The building, built in 1969 and operated by the Minneapolis Public Housing Authority, has 191 units for low-income residents. It has smoke alarms but few sprinklers; under the city's fire code, buildings of its age are not required to have a sprinkler system. It has had occasional inspections, and was scheduled for another one on Monday.
Leaning on each other
Early Thursday, before the funeral service, Imam Sharif Abdirahman Mohamed strode up the stairs to his second-floor office in Dar Al-Hijrah Islamic Center in Cedar-Riverside, where hundreds of religious texts line the bookshelves. He wore a sport coat over his blue khamiis, an ankle-length Arab garment.
He had been up until 1 a.m. meeting with the three families of the Somali-American deceased.
His mosque is a block away from the high-rise. Outside, you could see a burnt-out unit on the 14th floor, its windows covered in plywood. Mohamed was preparing to preside over Thursday's services for two of the three Somali-American women killed in the blaze, Nadifa Mohamud and Amatalah Adam.
The imam described Adam, who attended his mosque, as gentle and giving of her time; her nickname was "Deeqo," which he said means generous. She would set up chairs for older congregants at the mosque at Friday prayers. She would give up her own chair and sit on the floor if an older person needed it.
Mohamed said his role as imam was to counsel congregants that these tragedies are beyond our control. But we can still learn from them, he said — about resiliency, compassion, togetherness.
He said he was struck by those who reached out in the aftermath of Wednesday's tragedy — not just the Somali community, but the Korean community (many of the high-rise's residents are of Korean heritage), churches, the Red Cross.
Congregants at the mosque were meeting downstairs to brainstorm ways to raise money for the families to pay for the costs of burial.
The nearby Palmer's Bar hosted a free Thanksgiving potluck for the community. And People's Center Clinics & Services, which serves the West Bank community, set up an online fundraiser that quickly surpassed its first goal and was headed toward a new one of $100,000 Thursday evening.
"When you compare our civil war, when you compare the life in refugee camps, when you also compare just coming to a country you don't know and trying to survive — you just compare this to all of those challenges we're used to," the imam said.
"This one, it's not an easy one. But all of those experiences taught us to be strong, to help one another, to rely on one another. All of those experiences we had before taught us that in this world, you cannot survive by yourself."
Carrying on the generosity
Later, at the funeral, as Firdaus Aden stood near her mother's body, she said she takes solace in her belief that our lives are foreordained, and that only God determines when our ends will come: "It is written," she whispered. "It is written."
A funeral director handed her a Ziploc bag with beaded jewelry that her mother had been wearing.
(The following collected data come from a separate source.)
Issue #89, opened 2018-06-26
Implement Snowflake.from_time


z64:
Generating snowflake values has a few use cases:

- Fetching channel history before/after/around a certain time, when an existing message ID isn't known
- Filtering messages out of a collection older than two weeks for bulk deletion
- If search is ever exposed to bots, the search API uses snowflakes as well for its time filters
- For sending `nonce` in creating messages

Kraigie:
Implemented with #90

PR #90, opened 2018-06-26
Added `Snowflake.from_datetime/1`

skippi:
This introduces the feature request from #89.

I've also cleaned up the Snowflake module a little bit while I was here.

### DIFF
--- a/lib/nostrum/struct/snowflake.ex
+++ b/lib/nostrum/struct/snowflake.ex
@@ -158,7 +158,7 @@ defmodule Nostrum.Struct.Snowflake do
   #DateTime<2016-05-05 21:04:13.203Z>
   ```
   """
-  @spec creation_time(t) :: DateTime.t() | no_return
+  @spec creation_time(t) :: DateTime.t()
   def creation_time(snowflake) when is_snowflake(snowflake) do
     use Bitwise
 
--- a/lib/nostrum/struct/snowflake.ex
+++ b/lib/nostrum/struct/snowflake.ex
@@ -106,8 +106,8 @@ defmodule Nostrum.Struct.Snowflake do
   @doc """
   Converts the given `datetime` into a snowflake.
 
-  If `datetime` occured before the discord epoch, the function will return a
-  snowflake of `0`.
+  If `datetime` occured before the discord epoch, the function will return
+  `:error`.
 
   The converted snowflake's last 22 bits will be zeroed out due to missing data.
 
@@ -116,14 +116,14 @@ defmodule Nostrum.Struct.Snowflake do
   ```Elixir
   iex> {:ok, dt, _} = DateTime.from_iso8601("2016-05-05T21:04:13.203Z")
   iex> Nostrum.Struct.Snowflake.from_datetime(dt)
-  177888205536755712
+  {:ok, 177888205536755712}
 
   iex> {:ok, dt, _} = DateTime.from_iso8601("1998-12-25T00:00:00.000Z")
   iex> Nostrum.Struct.Snowflake.from_datetime(dt)
-  0
+  :error
   ```
   """
-  @spec from_datetime(DateTime.t()) :: t
+  @spec from_datetime(DateTime.t()) :: {:ok, t} | :error
   def from_datetime(%DateTime{} = datetime) do
     use Bitwise
 
@@ -131,9 +131,20 @@ defmodule Nostrum.Struct.Snowflake do
     discord_time_ms = unix_time_ms - @discord_epoch
 
     if discord_time_ms >= 0 do
-      discord_time_ms <<< 22
+      {:ok, discord_time_ms <<< 22}
     else
-      0
+      :error
+    end
+  end
+
+  @doc """
+  Same as `from_datetime/1`, except it raises an `ArgumentError` on failure.
+  """
+  @spec from_datetime!(DateTime.t()) :: t | no_return
+  def from_datetime!(datetime) do
+    case from_datetime(datetime) do
+      {:ok, snowflake} -> snowflake
+      :error -> raise(ArgumentError, "invalid datetime #{inspect(datetime)}")
     end
   end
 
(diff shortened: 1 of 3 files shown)


lib/nostrum/struct/snowflake.ex
```diff
@@ -19,6 +19,8 @@ defmodule Nostrum.Struct.Snowflake do
   """
   @type t :: 0..0xFFFFFFFFFFFFFFFF
 
+  @discord_epoch 1_420_070_400_000
```
Kraigie: I feel like we should maybe move this to the constants module, just in case we need to use this anywhere else, or if users want to use it for some reason.

lib/nostrum/struct/snowflake.ex
```diff
@@ -101,6 +103,40 @@ defmodule Nostrum.Struct.Snowflake do
...
+  def from_datetime(%DateTime{} = datetime) do
+    use Bitwise
+
+    unix_time_ms = datetime |> DateTime.to_unix(:milliseconds)
+    discord_time_ms = unix_time_ms - @discord_epoch
+
+    if discord_time_ms >= 0 do
+      discord_time_ms <<< 22
+    else
+      0
```
Kraigie: Do we want to go down this route, or do we want to return an error tuple?

lib/nostrum/struct/snowflake.ex
```diff
@@ -101,6 +103,40 @@ defmodule Nostrum.Struct.Snowflake do
...
+  iex> {:ok, dt, _} = DateTime.from_iso8601("1998-12-25T00:00:00.000Z")
+  iex> Nostrum.Struct.Snowflake.from_datetime(dt)
+  0
+  ```
+  """
+  @spec from_datetime(DateTime.t()) :: t
+  def from_datetime(%DateTime{} = datetime) do
+    use Bitwise
+
+    unix_time_ms = datetime |> DateTime.to_unix(:milliseconds)
```
Kraigie: There's no real reason to pipe here

lib/nostrum/struct/snowflake.ex
```diff
@@ -115,7 +151,7 @@ defmodule Nostrum.Struct.Snowflake do
   def creation_time(snowflake) when is_snowflake(snowflake) do
     use Bitwise
 
-    time_elapsed_ms = (snowflake >>> 22) + 1_420_070_400_000
+    time_elapsed_ms = (snowflake >>> 22) + @discord_epoch
 
     DateTime.from_unix!(time_elapsed_ms, :milliseconds)
```
Kraigie: Looking at this now, the spec doesn't have `no_return` listed as a possible return value.

skippi: I think we talked about this before, but this function actually cannot fail; pretty much impossible since the `is_snowflake/1` guard prevents inputting numbers that can make the function raise an error.

Kraigie: Dialyzer won't agree with you I think 🙃

lib/nostrum/struct/snowflake.ex
skippi: Fixed in 267c68b.

lib/nostrum/struct/snowflake.ex
skippi: Error tuples sound good. Changed in 0421d14.

lib/nostrum/struct/snowflake.ex
skippi: Changed in 6e090fa.

lib/nostrum/struct/snowflake.ex
skippi: I've ran dialyzer a couple of times. Not warning us about anything so far. If you can run it on your machine and see if a warning pops up, we'll definitely change it. And if a warning does pop up, we'll need to explain to the user that the function can't fail and that the no_return is to make dialyzer be quiet. :\

Kraigie: [Well...](https://github.com/elixir-lang/elixir/blob/v1.6.6/lib/elixir/lib/calendar/datetime.ex#L165)

Also, we're doing checks on our own, but if something changes behind the scenes we'll want to pass any errors through. Under certain circumstances it probably can fail for w/e reason, even though with our code it's very unlikely. I think it's important to have that as part of the spec because it's not under our direct control.

skippi: Fixed in 9acfcbe.

lib/nostrum/struct/snowflake.ex
```diff
@@ -111,12 +158,13 @@ defmodule Nostrum.Struct.Snowflake do
...
-  @spec creation_time(t) :: DateTime.t()
+  @spec creation_time(t) :: DateTime.t() | no_return
   def creation_time(snowflake) when is_snowflake(snowflake) do
     use Bitwise
 
-    time_elapsed_ms = (snowflake >>> 22) + 1_420_070_400_000
+    time_elapsed_ms = (snowflake >>> 22) + Constants.discord_epoch()
 
-    DateTime.from_unix!(time_elapsed_ms, :milliseconds)
+    {:ok, datetime} = DateTime.from_unix(time_elapsed_ms, :milliseconds)
```
Kraigie: By changing this from a banged function, we no longer need the `no_return`. I think the function was fine before, it just needed the `no_return`.

skippi: I've removed the `no_return` in a6375f3.

skippi: As per our talk in the discord channel, I've ran the math on the function. It can't fail. However, I'm also adding in some tests to make sure it stays that way. This ensures that f we ever do change the implementation, we'll know if the function can break.

See 0fd0cc8.

skippi:
Ready for more code review.

Kraigie:
Thanks!

Issue #91, opened 2018-06-27
User/Nick State Issues


barkerja:
I am noticing when a nickname is reset on a server (meaning the `nick` is `nil`), the `GUILD_MEMBER_UPDATE` event payload received still contains the old nick in the new member payload.

Kraigie:
Taken care of with #97, thanks for the report!

PR #97, opened 2018-06-28
Fix Members not updating new `nil` fields in cache

skippi:
This fixes the #91 issue.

The body was about to be brought to the front of the mosque, then taken to the nearby Islamic cemetery for burial.
Now, though, Aden thought of her mother — a quiet, humble, religious person — and of the lessons she had learned from her.
What kept sticking in her head was that final conversation, hours before a fire would end her mom's life. All her mother was focused on was rallying people to give to her mosque.
"That's what her last wish was," Aden said. "And that's what I must do for her."
Staff writer Rochelle Olson contributed to this report.